How to Split Data into Training and Testing Sets in Python using sklearn?

Train And Test Split

In machine learning, it is a common practice to split your data into two different sets. These two sets are the training set and the testing set. As the name suggests, the training set is used for training the model and the testing set is used for testing the accuracy of the model.

In this tutorial, we will:

  • first, learn the importance of splitting datasets
  • then see how to split data into two sets in Python

Why do we need to split data into training and testing sets?

While training a machine learning model we are trying to find a pattern that best represents all the data points with minimum error. While doing so, two common errors come up. These are overfitting and underfitting.

Underfitting

Underfitting is when the model is not even able to represent the data points in the training dataset. In the case of under-fitting, you will get a low accuracy even when testing on the training dataset.

Underfitting usually means that your model is too simple to capture the complexities of the dataset.

Overfitting

Overfitting is the case when your model represents the training dataset a little too accurately. This means that your model fits too closely. In the case of overfitting, your model will not be able to perform well on new unseen data. Overfitting is usually a sign of model being too complex.

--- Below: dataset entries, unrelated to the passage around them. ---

Issue #1463, opened 2023-08-08
feat: SDK for redundant usage of filter/lightpush


fryorcraken:
**Planned start date**:
**Due date**:

# Summary

Implement a scoring or other mechanism to enable js-waku nodes to:

1. Rely on random internet peers with minimal degradation of the experience
2. Subsequently, save peers in local storage and use them upon start-up

Implementing (2) without (1) would mean that upon start up, a node would not connect to bootstrap (Waku fleet) peers but previously found peers. Such peers may not be reliable and could lead to a full degradation of the experience.
A js-waku needs to determine whether it can avoid using bootstrap peers.

Also note:
1. Usage of bootstrap peer should still be done for store service until we have distributed service
2. peers passed as static list should be considered as bootstrap peers

# Acceptance Criteria

- [x] A js-waku node can use services (filter, light push) from several remote nodes at the same time: #1779 
- [ ] Some (scoring) mechanism to enable a local peer to determine whether a remote peer is reliable enough to be used for filter and light push services
- [x] Save peers in local storage and use them upon next restart for filter and light push, if they are deemed reliable, to increase decentralization and reduce load of bootstrap fleet.

## Notes

To ensure the API consumers does not receive duplicate messages when several nodes are used for filter, caching of message (MUID) will be necessary.

# Tasks

- [x] https://github.com/waku-org/js-waku/issues/1606

# RAID (Risks, Assumptions, Issues and Dependencies)

- Depends on @waku-org/research to help/deliver the scoring/other logic.

fryorcraken:
Some idea for a logic: https://github.com/waku-org/js-waku/issues/914#issuecomment-1668882251

weboko:
@danisharora099 to check a way to understand how reliable a peer (scoring) is by using existing `nwaku` API (possibly libp2p's protocol)

fryorcraken:
@danisharora099 Shall we add a latency check as part of this milestone where we select the peers with lowest latency.
May be we even have a logic that pings every new peer via PX and if a faster peer is found we start to use it (in addition to other peers).

jm-clius:
Great initiative to look at some of these questions, especially as it relates to filter usage!
Filter relies in many ways on the same building blocks as relay for its reliability, but in a modular, "pick your own tradeoffs" way:
- redundancy (for relay in full message connections, for filter in subscriptions)
- randomness (selecting random peers for connection/subscription, preferably with some peer cycling)
[...]

PR #1759, opened 2023-12-14
feat: use metadata protocol for awaiting connection to remote peer

danisharora099:
## Problem

Parent/origin: #https://github.com/waku-org/js-waku/pull/1756

There is a requirement to wait for ~50/100ms after a `peer:connect` event is fired as the Metadata Protocol is an async operation for which we need to wait to populate shard info, or we are disconnected if there is a cluster ID mismatch.

We need to wait for the Metadata protocol to complete before we can assume the peer is ready to be used to open connections reliably.

## Solution

- Add check for successful metadata handshakes in `waitForRemotePeer`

Both over-fitting and under-fitting are undesirable.

Should we test on training data?

Ideally, you should not test on training data. Your model might be overfitting the training set and hence will fail on new data.

Good accuracy in the training dataset can’t guarantee the success of your model on unseen data.

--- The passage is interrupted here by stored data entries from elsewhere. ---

PR #1762, opened 2023-12-18
chore: minor refactoring for protocols

danisharora099:
`BaseProtocol` housed `getPeer` as well as `getPeers` with very close naming.

- `getPeers` is used to find peers for a protocol, & filter according to discovery mechanism prioritization.
   - is being used by Filter, LightPush, Store
- `getPeer` simply found lowest latency peer for the protocol (while this was not required by the way it was being used after we introduced `getPeers`)
   - is being used by Metadata and Peer Exchange

This PR:
- removes the `getPeer` function and directly uses `peerStore.get(peerId)` to find a peer
   - this is done for peer-exchange and metadata -- this was being used to send a request to that peer
   - `peerId` is made mandatory on the params for peer-exchange query
- `getPeers` is used in all other protocols and the lowest latency sorting is added 

## Notes:
- test removed for `selectPeersForProtocol` & refactored test added
- [x] failing px test to be resolved by: https://github.com/waku-org/js-waku/pull/1773
- [x] failing multiple pubsub topic test: https://github.com/waku-org/js-waku/pull/1774


packages/tests/tests/utils.spec.ts
```diff
@@ -121,148 +116,3 @@ describe("Util: toAsyncIterator: Filter", () => {
     expect(result.done).to.eq(true);
   });
 });
-
-const TestCodec = "test/1";
-
-describe("selectPeerForProtocol", () => {
```
adklempner, line 127: do all these tests need to be added elsewhere?

packages/core/src/lib/base_protocol.ts
```diff
@@ -93,8 +83,19 @@ export class BaseProtocol implements IBaseProtocol {
...
-    // Filter the peers based on the specified criteria
-    return filterPeers(allPeersForProtocol, numPeers, maxBootstrapPeers);
+    // Filter the peers based on discovery & number of peers requested
+    const filteredPeers = await filterPeersByDiscovery(
+      allPeersForProtocol,
+      numPeers,
+      maxBootstrapPeers
+    );
+
+    const sortedFilteredPeers = await sortPeersByLatency(
```
fryorcraken, line 93: Documentation of the function needs to be updated.

fryorcraken (commented):
I am confused by the tests deletion

packages/core/src/lib/base_protocol.ts
danisharora099: Can you elaborate?

Doc for `sortPeersByLatency` was updated.
For the parent function `getPeers`, it has a generic definition that wasn't falsy. Updated it for more verbosity: 02aeab804782da1306627f73b14b180a5da80ed3

packages/tests/tests/utils.spec.ts
danisharora099: right -- refactored tests and added here: b0fd0e36e8da8ad1c31e098106418505711af7d0

weboko (approved):
lgtm ✅

adklempner (approved):

packages/core/src/lib/base_protocol.ts
danisharora099: @fryorcraken merging this now
please let me know if you would prefer any follow up -- thanks!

This is why it is recommended to keep training data separate from the testing data.

The basic idea is to use the testing set as unseen data.

After training your data on the training set you should test your model on the testing set.

If your model performs well on the testing set, you can be more confident about your model.

How to split training and testing data sets in Python?

The most common split ratio is 80:20.

That is 80% of the dataset goes into the training set and 20% of the dataset goes into the testing set.

Before splitting the data, make sure that the dataset is large enough. Train/Test split works well with large datasets.

Let’s get our hands dirty with some code.

1. Import the entire dataset

We are using the California Housing dataset for the entirety of the tutorial.

Let’s start with importing the data into a data frame using Pandas.

You can install pandas using the pip command:

pip install pandas

Import the dataset into a pandas Dataframe using :

import pandas as pd
housing = pd.read_csv("/sample_data/california_housing.csv")
housing.head()
Housing Dataframe 1
Housing Dataframe

Let’s treat the median_income column as the output (Y).

y= housing.median_income

Simultaneously we will have to drop the column from dataset to form the input vector.

x=housing.drop('median_income',axis=1)

You can use the .head() method in Pandas to see what the input and output look like.

x.head()
Input
Input X
y.head()
Output Y
Output Y

Now that we have our input and output vectors ready, we can split the data into training and testing sets.

2. Split the data using sklearn

To split the data we will be using train_test_split from sklearn.

train_test_split randomly distributes your data into training and testing set according to the ratio provided.

Let’s see how it is done in python.

x_train,x_test,y_train,y_test=train_test_split(x,y,test_size=0.2)

Here we are using the split ratio of 80:20. The 20% testing data set is represented by the 0.2 at the end.

To compare the shape of different testing and training sets, use the following piece of code:

print("shape of original dataset :", housing.shape)
print("shape of input - training set", x_train.shape)
print("shape of output - training set", y_train.shape)
print("shape of input - testing set", x_test.shape)
print("shape of output - testing set", y_test.shape)

This gives the following output.

Shape

The Complete Code

The complete code for this splitting training and testing data is as follows :

import pandas as pd
housing = pd.read_csv("/sample_data/california_housing.csv")
print(housing.head())

#output
y= housing.median_income

#input
x=housing.drop('median_income',axis=1)

#splitting
x_train,x_teinst,y_train,y_test=train_test_split(x,y,test_size=0.2)

#printing shapes of testing and training sets :
print("shape of original dataset :", housing.shape)
print("shape of input - training set", x_train.shape)
print("shape of output - training set", y_train.shape)
print("shape of input - testing set", x_test.shape)
print("shape of output - testing set", y_test.shape)

Conclusion

In this tutorial, we learned about the importance of splitting data into training and testing sets. Furthermore, we imported a dataset into a pandas Dataframe and then used sklearn to split the data into training and testing sets.